Walter Schmidinger (Schauspieler)
Walter Schmidinger (* 28. April 1933 in Linz, Oberösterreich; † 28. September 2013 in Berlin[1]) war ein österreichischer Schauspieler.
Leben
Schmidinger absolvierte zunächst eine Lehre als Verkäufer und Dekorateur in einer Tuchhandlung. Ab 1951 begann er seine Ausbildung als Schauspieler am Max-Reinhardt-Seminar in Wien. Sein erstes Engagement erhielt er am dortigen Theater in der Josefstadt. 1954 erhielt er einen Ruf an die Bühnen der Stadt Bonn, dessen Ensemble er bis 1969 angehörte. Danach gehörte Schmidinger für drei Jahre dem Ensemble der Münchner Kammerspiele an. Von dort wechselte er an das Bayerische Staatsschauspiel München. Hier entwickelte er sich zum Publikumsliebling. Er blieb bis 1984 in München, dann ging er zunächst an die Schaubühne in Berlin, ein Jahr später an das Berliner Schiller-Theater, wo er bis zur Schließung im Jahr 1993 auf der Bühne stand und auch als Regisseur wirkte.[2] In den neunziger Jahren des vorigen Jahrhunderts spielte er dann am Deutschen Theater in Berlin. Anschließend gehörte er auch dem Berliner Ensemble an. Schmidinger gastierte darüber hinaus an allen wichtigen deutschsprachigen Bühnen, z. B. dem Deutschen Schauspielhaus Hamburg und dem Burgtheater Wien sowie bei den Salzburger Festspielen.
Seit Anfang der 1970er Jahre spielte Schmidinger auch immer wieder im Fernsehen.

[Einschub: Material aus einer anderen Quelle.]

PR #2595, opened 2025-08-07
Use `Block store` to backup anonymous user ids across installations

tonidero:
### Description
Based on #2594 

This uses [Block store](https://developer.android.com/identity/block-store) to store the anonymous user id in the cloud when we find it has any purchases. This user ID will be recovered and aliased together with any new anonymous user id when restoring or completing a purchase.

This will be useful to avoid issues when trying to restore purchases with consumed consumables that were meant to never be consumed.

### DIFF
--- a/purchases/src/main/kotlin/com/revenuecat/purchases/blockstore/BlockstoreHelper.kt
+++ b/purchases/src/main/kotlin/com/revenuecat/purchases/blockstore/BlockstoreHelper.kt
@@ -129,7 +129,6 @@ constructor(
         }
     }
 
-    // Stores the given userId in the Blockstore and returns the number of bytes stored.
     @Suppress("ReturnCount")
     private suspend fun storeUserIdIfNeeded(
         blockstoreDataMap: Map<String, BlockstoreData>,


examples/purchase-tester/src/main/AndroidManifest.xml
```diff
@@ -6,7 +6,7 @@
 
     <application
             android:name="com.revenuecat.purchasetester.MainApplication"
-            android:allowBackup="true"
+            android:allowBackup="false"
```
tonidero, line 9: This disables auto backup, which helps to test block store. Auto backup should also help minimize the spread of this issue in any case, and shouldn't conflict with these changes.

purchases/src/main/kotlin/com/revenuecat/purchases/blockstore/BlockstoreHelper.kt
```diff
@@ -0,0 +1,140 @@
...
+    private val ioScope: CoroutineScope = CoroutineScope(SupervisorJob() + Dispatchers.IO),
+    private val mainScope: CoroutineScope = CoroutineScope(SupervisorJob() + Dispatchers.Main),
+) {
+
+    private companion object {
+        const val BLOCKSTORE_USER_ID_KEY = "revenuecat_blockstore_user_id"
+        const val BLOCKSTORE_MAX_ENTRIES = 16
+    }
+
+    fun storeUserIdIfNeeded(customerInfo: CustomerInfo) {
```
tonidero, line 39: We are only storing if:
- The user id is anonymous
- Has purchases
- No previous user id was stored
- We haven't reached the maximum 16 entries of storage for Block store.

We try to store:
- When obtaining CustomerInfo on app foreground
- When making a purchase

purchases/src/main/kotlin/com/revenuecat/purchases/blockstore/BlockstoreHelper.kt
```diff
@@ -0,0 +1,140 @@
...
+                try {
+                    storeBlockstoreUserId(currentUserId)
+                } catch (@Suppress("TooGenericExceptionCaught") e: Exception) {
+                    errorLog { "Failed to store user Id in Block store: $e" }
+                }
+            }
+        }
+    }
+
+    fun recoverAndAliasBlockstoreUserIfNeeded(callback: () -> Unit) {
```
tonidero: We will try to recover the user Id from Block store and alias the users together if:
- Current user is anonymous
- There is a user Id cached in Block store
- That user id is not the same as the current user id.

We try to do this:
- When calling `restorePurchases`
- When completing a purchase

purchases/src/main/kotlin/com/revenuecat/purchases/blockstore/BlockstoreHelper.kt
```diff
@@ -0,0 +1,140 @@
...
+                        "Any purchases on previous anonymous user will not be recovered."
+                }
+                callCompletion()
+                return@launch
+            }
+            callCompletion()
+        }
+    }
+
+    fun clearBlockstoreUserIdBackupIfNeeded(callback: () -> Unit) {
```
tonidero: We clear the block store backup when a user logs in. In that case, we shouldn't rely on this system anymore and the developer should just rely on their user ids.

purchases/src/main/kotlin/com/revenuecat/purchases/PurchasesOrchestrator.kt
```diff
@@ -531,63 +543,67 @@ internal class PurchasesOrchestrator(
...
-                        callback?.onReceived(customerInfo, created)
-                        customerInfoUpdateHandler.notifyListeners(customerInfo)
-                    }
-                    offeringsManager.fetchAndCacheOfferings(newAppUserID, state.appInBackground)
-                },
-                onError = { error ->
-                    dispatch { callback?.onError(error) }
-                },
-            )
+            blockstoreHelper.clearBlockstoreUserIdBackupIfNeeded {
```
JayShortway: What if people do things very wrong and call `logIn` with an anonymous ID? Should we maybe check for that (to be absolutely sure), and alias in that case?

purchases/src/main/kotlin/com/revenuecat/purchases/PurchasesOrchestrator.kt
```diff
@@ -259,6 +261,15 @@ internal class PurchasesOrchestrator(
                     fetchPolicy = CacheFetchPolicy.FETCH_CURRENT,
                     appInBackground = false,
                     allowSharingPlayStoreAccount = allowSharingPlayStoreAccount,
+                    callback = object : ReceiveCustomerInfoCallback {
+                        override fun onReceived(customerInfo: CustomerInfo) {
+                            blockstoreHelper.storeUserIdIfNeeded(customerInfo)
```
JayShortway, line 266: Maybe we should do this at configure time too, instead of only when the app is foregrounded? That way, we don't care if the app is in the foreground or background, and we would cover more ground, avoiding the limitation that users need to foreground the app for this system to work.

purchases/src/main/kotlin/com/revenuecat/purchases/blockstore/BlockstoreHelper.kt
```diff
@@ -0,0 +1,140 @@
...
+internal class BlockstoreHelper(
+    applicationContext: Context,
+    private val identityManager: IdentityManager,
+    private val blockstoreClient: BlockstoreClient = Blockstore.getClient(applicationContext),
+    private val ioScope: CoroutineScope = CoroutineScope(SupervisorJob() + Dispatchers.IO),
+    private val mainScope: CoroutineScope = CoroutineScope(SupervisorJob() + Dispatchers.Main),
+) {
+
+    private companion object {
+        const val BLOCKSTORE_USER_ID_KEY = "revenuecat_blockstore_user_id"
```
JayShortway: I'd suggest using a fully qualified package name, and the `blockstore` part is redundant imo. Something like:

So übernahm er Gastrollen im Tatort, Derrick und Der Alte. Auch an einigen Fernsehspielen (z. B. Fast wie im richtigen Leben, Spiel im Schloß, Kir Royal, Opernball) wirkte er mit.
Im Kino begann seine Karriere 1973 mit einer kleinen Nebenrolle in Maximilian Schells Der Fußgänger. Es folgte eine Vielzahl von Filmrollen. Neben Maximilian Schell arbeitete Schmidinger dabei mit Ingmar Bergman, Peter Schamoni, Karin Brandauer und István Szabó zusammen.
Häufig machte Schmidinger auch Lesungen und Rezitationsabende. Dabei beschäftigte er sich z. B. mit Werken von Thomas Bernhard, Joseph Roth, Arthur Schnitzler, Else Lasker-Schüler, Johann Nestroy, Heinrich Heine und Franz Kafka. Einzigartig waren seine Interpretationen von Texten Karl Valentins.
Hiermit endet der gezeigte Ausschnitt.